## Material for this task
PR #2449, opened 2023-10-22
[Community] handle candles history fetch

GuillaumeDSM:
requries https://github.com/Drakkar-Software/OctoBot-Trading/pull/993

### DIFF
--- a/octobot/community/supabase_backend/community_supabase_client.py
+++ b/octobot/community/supabase_backend/community_supabase_client.py
@@ -27,6 +27,8 @@ import supabase.lib.client_options
 import octobot_commons.authentication as authentication
 import octobot_commons.logging as commons_logging
 import octobot_commons.profiles as commons_profiles
+import octobot_commons.enums as commons_enums
+import octobot_commons.constants as commons_constants
 import octobot.constants as constants
 import octobot.community.errors as errors
 import octobot.community.supabase_backend.enums as enums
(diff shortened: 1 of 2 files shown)


octobot/community/supabase_backend/community_supabase_client.py
```diff
@@ -322,6 +324,91 @@ async def upsert_portfolio_history(self, portfolio_histories) -> list:
...
+        request_count = 0
+        while request_count < max_requests_count:
+            request = (
+                self.table("temp_ohlcv_history").select("*")
+                .eq(
+                    "exchange_internal_name", exchange
+                ).eq(
+                    "symbol", symbol
+                ).eq(
+                    "time_frame", time_frame.value
```
Herklos, line 365: You can use `match` instead of multiple `eq`

octobot/community/supabase_backend/community_supabase_client.py
```diff
@@ -322,6 +324,91 @@ async def upsert_portfolio_history(self, portfolio_histories) -> list:
...
+    ) -> list:
+        total_candles_count = (last_open_time - first_open_time) // (
+            commons_enums.TimeFramesMinutes[time_frame] * commons_constants.MINUTE_TO_SECONDS
+        )
+        offset = 0
+        max_size = 0
+        total_candles = []
+        max_requests_count = 100
+        request_count = 0
+        while request_count < max_requests_count:
```
Herklos, line 357: Why do we need to do multiple requests?

GuillaumeDSM: supabases has a max of rows returned by one query (1000 by default), here we want approx 18k rows for 15min over 6m

Herklos: And why not increasing supabase's limit?

GuillaumeDSM: according to supabase this value should not be too high as it can take a lot of computing power from the db and be an attack vector. We can increase it though, this code will just adapt

Herklos: Ok thanks for the explanation :+1:

octobot/community/supabase_backend/community_supabase_client.py
GuillaumeDSM: up, thanks !

octobot/community/supabase_backend/community_supabase_client.py
```diff
@@ -322,6 +324,89 @@ async def upsert_portfolio_history(self, portfolio_histories) -> list:
...
```
Herklos, line 357: Should we catch if a request fail to not stop the whole loop or it's ok to raise?

GuillaumeDSM: we would need a retry mechanism. I havn't seen it happen yet, do you think we should add it ?

Herklos: We can probably wait for it to happen a first time

Herklos (approved):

## What to do
Return only the lines spanning from the first line of the material through the line with "import octobot_commons.logging as", copied exactly, both ends kept.

## Reply
PR #2449, opened 2023-10-22
[Community] handle candles history fetch

GuillaumeDSM:
requries https://github.com/Drakkar-Software/OctoBot-Trading/pull/993

### DIFF
--- a/octobot/community/supabase_backend/community_supabase_client.py
+++ b/octobot/community/supabase_backend/community_supabase_client.py
@@ -27,6 +27,8 @@ import supabase.lib.client_options
 import octobot_commons.authentication as authentication
 import octobot_commons.logging as commons_logging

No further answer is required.